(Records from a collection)
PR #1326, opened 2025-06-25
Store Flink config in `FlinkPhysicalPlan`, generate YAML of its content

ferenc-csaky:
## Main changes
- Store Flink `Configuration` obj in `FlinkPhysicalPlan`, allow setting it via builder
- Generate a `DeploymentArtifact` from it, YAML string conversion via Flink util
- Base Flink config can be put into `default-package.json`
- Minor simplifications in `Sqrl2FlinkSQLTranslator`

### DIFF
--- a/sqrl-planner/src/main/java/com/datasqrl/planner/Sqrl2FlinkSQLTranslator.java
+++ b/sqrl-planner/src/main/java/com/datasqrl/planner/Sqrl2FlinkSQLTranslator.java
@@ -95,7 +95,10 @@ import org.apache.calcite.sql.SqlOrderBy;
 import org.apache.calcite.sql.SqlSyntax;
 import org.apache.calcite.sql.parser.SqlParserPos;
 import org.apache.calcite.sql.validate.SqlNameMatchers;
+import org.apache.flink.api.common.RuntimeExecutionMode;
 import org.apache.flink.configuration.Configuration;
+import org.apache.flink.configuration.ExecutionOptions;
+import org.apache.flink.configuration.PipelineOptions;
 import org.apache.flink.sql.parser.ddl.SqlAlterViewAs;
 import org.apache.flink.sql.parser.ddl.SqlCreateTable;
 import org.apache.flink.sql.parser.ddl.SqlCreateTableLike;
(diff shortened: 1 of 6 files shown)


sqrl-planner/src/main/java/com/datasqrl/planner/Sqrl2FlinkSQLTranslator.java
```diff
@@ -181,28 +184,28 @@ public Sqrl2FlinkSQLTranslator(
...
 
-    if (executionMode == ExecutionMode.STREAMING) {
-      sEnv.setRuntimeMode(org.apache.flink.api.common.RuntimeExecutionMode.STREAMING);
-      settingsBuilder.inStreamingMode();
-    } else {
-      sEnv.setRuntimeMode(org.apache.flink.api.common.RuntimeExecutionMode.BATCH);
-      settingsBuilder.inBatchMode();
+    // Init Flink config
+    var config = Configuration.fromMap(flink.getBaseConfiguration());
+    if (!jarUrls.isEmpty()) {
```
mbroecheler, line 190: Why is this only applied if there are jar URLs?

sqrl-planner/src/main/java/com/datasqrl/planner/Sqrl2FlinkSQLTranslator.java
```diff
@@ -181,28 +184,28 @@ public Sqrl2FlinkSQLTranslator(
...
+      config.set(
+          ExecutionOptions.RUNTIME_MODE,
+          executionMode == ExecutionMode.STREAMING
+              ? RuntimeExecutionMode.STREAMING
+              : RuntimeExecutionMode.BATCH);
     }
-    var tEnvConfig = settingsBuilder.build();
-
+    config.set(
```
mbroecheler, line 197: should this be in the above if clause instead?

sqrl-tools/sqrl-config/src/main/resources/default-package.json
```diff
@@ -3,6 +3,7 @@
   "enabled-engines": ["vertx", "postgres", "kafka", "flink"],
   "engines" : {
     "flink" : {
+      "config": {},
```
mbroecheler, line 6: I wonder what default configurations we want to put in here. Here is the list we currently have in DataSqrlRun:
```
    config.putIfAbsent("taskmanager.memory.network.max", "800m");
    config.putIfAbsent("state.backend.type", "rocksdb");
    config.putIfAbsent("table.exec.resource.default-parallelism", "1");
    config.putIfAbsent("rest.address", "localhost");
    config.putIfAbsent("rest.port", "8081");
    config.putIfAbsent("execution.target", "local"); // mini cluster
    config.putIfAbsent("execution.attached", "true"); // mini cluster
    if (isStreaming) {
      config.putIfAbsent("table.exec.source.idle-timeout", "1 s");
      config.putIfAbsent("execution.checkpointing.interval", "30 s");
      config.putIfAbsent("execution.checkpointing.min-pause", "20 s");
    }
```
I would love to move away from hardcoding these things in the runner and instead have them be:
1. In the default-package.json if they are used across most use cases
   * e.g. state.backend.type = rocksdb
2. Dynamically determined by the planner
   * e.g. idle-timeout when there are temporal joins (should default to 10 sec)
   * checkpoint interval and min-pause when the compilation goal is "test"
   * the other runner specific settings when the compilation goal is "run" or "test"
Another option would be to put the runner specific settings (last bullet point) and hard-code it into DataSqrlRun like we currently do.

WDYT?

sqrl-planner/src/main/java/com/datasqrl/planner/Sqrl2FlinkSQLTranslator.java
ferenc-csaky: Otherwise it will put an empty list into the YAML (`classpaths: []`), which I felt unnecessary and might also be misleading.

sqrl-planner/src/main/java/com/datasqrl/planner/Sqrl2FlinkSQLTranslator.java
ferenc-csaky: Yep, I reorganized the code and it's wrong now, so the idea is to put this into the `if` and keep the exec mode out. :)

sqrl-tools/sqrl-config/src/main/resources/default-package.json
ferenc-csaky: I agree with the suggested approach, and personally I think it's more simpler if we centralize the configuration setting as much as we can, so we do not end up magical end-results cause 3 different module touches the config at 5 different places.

**What to work on:**
From the entries above, select each line containing the string "interval".

**The completed task:**
      config.putIfAbsent("execution.checkpointing.interval", "30 s");
   * checkpoint interval and min-pause when the compilation goal is "test"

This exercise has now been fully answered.